There are 10.4 million residential swimming pools in the US.

The majority of those pools will be cleaned using chlorine, a disinfectant that destroys and deactivates germs. The American Chemistry Council writes that chlorine’s disinfectant qualities come from its ability to bond with and destroy the outer surfaces of bacteria and viruses. Chlorine has the power to clean and sterilize swimming pools, along with hospitals and hotels, but it can also affect your body.

INSIDER spoke with dermatologists to determine what chlorine really does to you.

Chlorine is extremely drying to the skin.

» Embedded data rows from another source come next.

PR #364, opened 2021-09-06
Separate swap external fee percentage from using trading fee percentage

cwsnt:


ororopickpocket (approved):

contracts/core/State.sol
```diff
@@ -204,6 +204,8 @@ contract State is Objects, ReentrancyGuard, Ownable {
 	mapping(address => mapping(address => uint256)) public specialRebates; // Special rate rebates for spesific pair -- if not set, then use the default one
 	bool public pause; //Flag to pause all protocol modules
 
+	uint256 internal swapExtrernalFeePercent;
```
eMarchenko, line 207: I guess you must add comments to all new storage variables and functions

contracts/modules/ProtocolSettings.sol
```diff
@@ -234,6 +236,19 @@ contract ProtocolSettings is State, ProtocolTokenUser, ProtocolSettingsEvents, M
 		emit SetBorrowingFeePercent(msg.sender, oldValue, newValue);
 	}
 
+	/**
+	 * @notice Set the value of swapExtrernalFeePercent storage variable
+	 *
+	 * @param newValue the new value for swapExternalFeePercent
+	 */
+	function setSwapExternalFeePercent(uint256 newValue) external onlyOwner whenNotPaused {
```
eMarchenko, line 244: consider giving the `newValue` parameter a more meaningful name.
// there are multiple setters with  `newValue` parameter

contracts/swaps/SwapsUser.sol
```diff
@@ -99,7 +100,8 @@ contract SwapsUser is State, SwapsEvents, FeesHelper {
 		uint256[3] memory vals,
```
eMarchenko, line 100: consider using structs instead of arrays to reduce argument number. 
iirc it should work at least for internal functions (I'm not sure if 0.5.17 compiler allows it)

contracts/swaps/SwapsUser.sol
```diff
@@ -99,7 +100,8 @@ contract SwapsUser is State, SwapsEvents, FeesHelper {
...
 		bytes32 loanId,
 		bool miscBool, /// bypassFee
-		bytes memory loanDataBytes
+		bytes memory loanDataBytes,
+		bool isSwapExternal
```
eMarchenko, line 104: adding extra flag isn't elegant. this functions slowly grows into if-else hell, consider refactoring it in the future

eMarchenko (commented):
The update is good, but some parts of code start to degrade

PR #365, opened 2021-09-06
Change trading rebate rewards SOV become liquid

cwsnt:
Enable setter & getter for locked sov basis point
Added Deployment script & unit test for the setter & getter


contracts/core/State.sol
```diff
@@ -204,6 +204,8 @@ contract State is Objects, ReentrancyGuard, Ownable {
 	mapping(address => mapping(address => uint256)) public specialRebates; // Special rate rebates for spesific pair -- if not set, then use the default one
 	bool public pause; //Flag to pause all protocol modules
 
+	uint256 internal tradingRebateRewardsBasisPoint;
```
ororopickpocket, line 207: all variables which are added should be documented.
e.g.: 
Defines the portion of the trading fees which is to be paid out in a liquid form in basis points (0.01%). The rest is vested.

contracts/modules/ProtocolSettings.sol
```diff
@@ -114,6 +116,15 @@ contract ProtocolSettings is State, ProtocolTokenUser, ProtocolSettingsEvents, M
 		emit SetLockedSOVAddress(msg.sender, oldLockedSOVAddress, newLockedSOVAddress);
 	}
 
+	function setTradingRebateRewardsBasisPoint(uint256 newBasisPoint) external onlyOwner whenNotPaused {
```
ororopickpocket, line 119: documentation missing.
never add functions without documentation.

contracts/modules/ProtocolSettings.sol
```diff
@@ -651,4 +662,8 @@ contract ProtocolSettings is State, ProtocolTokenUser, ProtocolSettingsEvents, M
 	function isProtocolPaused() external view returns (bool) {
 		return pause;
 	}
+
+	function getTradingRebateRewardsBasisPoint() external view returns (uint256) {
```
ororopickpocket, line 666: same here

contracts/modules/ProtocolSettings.sol
```diff
@@ -114,6 +116,15 @@ contract ProtocolSettings is State, ProtocolTokenUser, ProtocolSettingsEvents, M
 		emit SetLockedSOVAddress(msg.sender, oldLockedSOVAddress, newLockedSOVAddress);
 	}
 
+	function setTradingRebateRewardsBasisPoint(uint256 newBasisPoint) external onlyOwner whenNotPaused {
+		require(newBasisPoint <= 10000, "value too high");
```
ororopickpocket, line 120: lockedSOV only allows 9999, does it not? So, we should have the same restriction here.

ororopickpocket (changes requested):

eMarchenko (approved):

PR #367, opened 2021-09-08
use min initial margin from loan params for borrowing

ororopickpocket:
previously the loan params settings were overwritten with a hardcoded margin for borrowing.
now, it's using the settings.

because of code size issues, I removed the functions for setting transaction limits and changing the token name and symbol from the LoanTokenSettingsLowerAdmin. These functions may be reintroduced after refactoring.


contracts/connectors/loantoken/LoanTokenLogicStandard.sol
```diff
@@ -370,11 +370,13 @@ contract LoanTokenLogicStandard is LoanTokenSettingsLowerAdmin {
 			sentAmounts[1] /// depositAmount
 		);
 
+		/// @dev Converting to initialMargin
+		leverageAmount = SafeMath.div(10**38, leverageAmount);
```
eMarchenko, line 374: this like doesn't look great - you should declare a new variable instead of reusing existing one.
I guess you are trying to avoid "Stack too deep" issue here, consider inlining this logic into return statement below

eMarchenko (commented):
I'm just hoping that you are not disabling tests to speed up the process...

contracts/connectors/loantoken/LoanTokenLogicStandard.sol
ororopickpocket: tried that too. also gave a stack too deep error.

ororopickpocket: btw: only commented out the tests for the removed functions - which could be reintroduced with the refactored version (code size issues).

PR #368, opened 2021-09-08
Fix swaps error when sending rbtc

cwsnt:
Fix internalSwap error when sending RBTC
Cover unit testing for using rbtc to do the swap


ororopickpocket (approved):

contracts/swaps/connectors/testnet/SwapsImplLocal.sol
```diff
@@ -39,7 +39,7 @@ contract SwapsImplLocal is State, ISwapsImpl {
 		uint256 minSourceTokenAmount,
 		uint256 maxSourceTokenAmount,
 		uint256 requiredDestTokenAmount
-	) public returns (uint256 destTokenAmountReceived, uint256 sourceTokenAmountUsed) {
+	) public payable returns (uint256 destTokenAmountReceived, uint256 sourceTokenAmountUsed) {
```
eMarchenko, line 42: I don't see where RBTC leaves the contract. `msg.value` or `balance` are never used, neither are `.transfer`, `.send`, or `.value`

eMarchenko (commented):
I don't know how it can work with RBTC (I might be just be wrong)

contracts/swaps/connectors/testnet/SwapsImplLocal.sol
ororopickpocket: this contract is called using delegateCall from the protocol. the first function called is on the SwapsExternal contract. It receives RBTC, wraps them to WRBTC and then wants to swap the WRBTC. so, msg.value is used on the delegate caller. without the payable modifier the transaction fails on the delegatecall. i believe that's because the delegate called contract uses the msg.value from the caller.

eMarchenko: oh, I see it. thank you for the detailed explanation.
So `A.foo` delegatecalls `B.bar`, and `mag.value` is preserved. If `B.bar` is non-payable, then the whole transaction fails (Solidity compiler inserts `msg.value == 0` check for non-payable functions).

PR #370, opened 2021-09-10
Sov collateral for borrowing

ororopickpocket:
I needed to change the `PriceFeedV1PoolOracle`, because it was outdated and no longer compatible with v1 pool oracles from the oracle-based-amm repository.

The old  `PriceFeedV1PoolOracle` assumed `latestAnswer` to return the price with WRBTC as quote currency, but instead it is used as base currency. Therefore `latestPrice` is used instead which allows us to pass the base currency. Also, the precision changed. The price is now returned with 18 decimals.


eMarchenko (commented):
looks good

Pools are perfect for cooling off and beating the heat. Being in the water doesn’t mean your skin is being hydrated, though. Chlorine is known to dry the skin, and some people may also find their skin feeling scratchy or irritated by it, too.

“Chlorine is extremely drying to the skin,” Dr. Debra Jaliman, an American Academy of Dermatology Spokesperson with a private practice in New York told INSIDER. “It’s especially important to take a shower right after getting out of a chlorine pool.” She also advises putting on moisturizer to replace essential oils that chlorine can strip away from skin.

Chlorine can make your hair brittle or fragile.

In the same way that chlorine can dry out hair, it can dry skin. Letting your hair sit in chlorine water can do damage to your locks.

Dr. Adam Friedman, Associate Professor of Dermatology and Director of Supportive Oncodermatology at George Washington School of Medicine and Health Sciences, says that it can also make hair brittle. On Columbia University’s website Go Ask Alice, where health professionals answer anonymous questions, the team answered a question about the impact of chlorine on hair. According to their response, chlorine sucks sebum (oil secreted from your glands) out of your hair. “[This] may cause the cuticle to crack,” the team wrote. “This damage causes your hair’s natural sheen to diminish, and the unprotected cortex to potentially ‘split,’ creating split ends.”

Those with color-treated hair have often been told to be especially careful when swimming in pools, but Friedman said that it’s not chlorine that sometimes turns color-treated hair green. “While swimming in a swimming pool has been known to turn hair green, it is actually the copper in the pool, not the chlorine, that does this,” he told INSIDER.